The next obvious question is, "what is fair and reasonable" ?
There is an explanatory statement in the Tax Regs that addresses this :
'In determining what is fair and reasonable it is necessary to have regard to members' proportionate interests in the superannuation plan. It would ordinarily be expected that the allocation would be in proportion to the existing interests of the members, so that particular members are not favored over others.'
Further to this the Tax Office has said that to be fair and reasonable the allocation of an amount from a reserve should be allocated to each member’s interest in proportion to that interest in the superannuation fund. So in other words, if Mum and Dad's member accumulation accounts in their SMSF account for 60% and 40% respectively of the aggregate member balance in the fund, then an allocation from a reserve must be in the same proportion - unless of course your happy for the allocation to be treated as a concessional contribution.
Note that the proportionate allocation must be in regard to all of a member's interests - its not just at the member level. For example, say a member has an accumulation account, and two pensions which collectively make up 40% of the SMSF member balances. The proportionate allocation must be across all of his interests - not just allocating the 40% to say his accumulation account.
For an accumulation interest, an allocation to a member account will form part of the taxable component of the member's account balance.
This is where it gets interesting. Remember, you can not add capital to an income stream once it has commenced. So what happens in the above example where you make an allocation from reserves, but you must do it on a proportional basis to every member's interest, and one member has one (or two) income streams ?
The ATO has recently expressed their view that an interest supporting an income stream can accept an allocation from reserves because an allocation from a reserve is not considered an increase to the capital of the fund and therefore is not considered a superannuation contribution. Neither is it an addition to the capital supporting the pension by way of a rollover. This is assuming of course that the allocation is made subject to the rules we discussed above, which if not followed will cause the allocation to be treated as a concessional contribution instead.

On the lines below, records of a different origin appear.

PR #436, opened 2017-12-06
Preliminary work on SQLStorage

OYTIS:
Creates a DB from a script, then checks it against a schema, no migration logic yet.


patrickvacek:
I don't understand codecov. It only shows green blocks and yet it claims coverage will go down. What gives?

More importantly, building is failing for me:
```
/home/patrick/Code/pro/client/aktualizr/src/sqlstorage.h:8:21: fatal error: sqlite3.h: No such file or directory
 #include <sqlite3.h>
```
Not sure why `FindSQLite3.cmake` isn't figuring that out automatically.

OYTIS:
@patrickvacek I suspect sqlstorage.cc is green, because it is a new file, that is previously the coverage was 0% (although one could argue that it was 100%) and now it's 24.8% which is a positive change. The overall coverage has decreased, because sqlstorage.cc has a lot of code copied and pasted from fsstorage.cc, but for the moment it is not tested separately. I want to refactor *storage tests so that there is a set of implementation independent test cases.

PR #439, opened 2017-12-07
Add virtual secondary config example

OYTIS:
Can be used for testing


OYTIS:
@patrickvacek Yes, secondary_serial.json is probably redundant.

PR #440, opened 2017-12-07
 Add flag to create directories for writeFile

patriotyk:


patrickvacek:
Looks good, but the next step is to actually make use of the option throughout the code base! I know there are many places where we check if a directory exists and make it if it doesn't already, and that can now be simplified with this option.

patriotyk:
Do You suggest me to do that in this PR?

patrickvacek:
@patriotyk Yeah, that was my intention, although admittedly I didn't make that clear when I wrote the ticket. Just do a quick search for places that call writeFile and see if they can benefit from the new option.

patriotyk:
Ok

patriotyk:
Done, but there is no so many places. I found only two.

The common method therefore of allocating reserves to income streams is to provide an enhanced investment return as part of the superannuation income stream interest, where the tax components will be determined based on the tax free component of that interest. For example, a reserve allocation to a pension which is 100% tax free would therefore also be entirely tax free.
Further to all of this, the allocation won't affect the respective proportions of the tax free and taxable components of the income stream established at its commencement.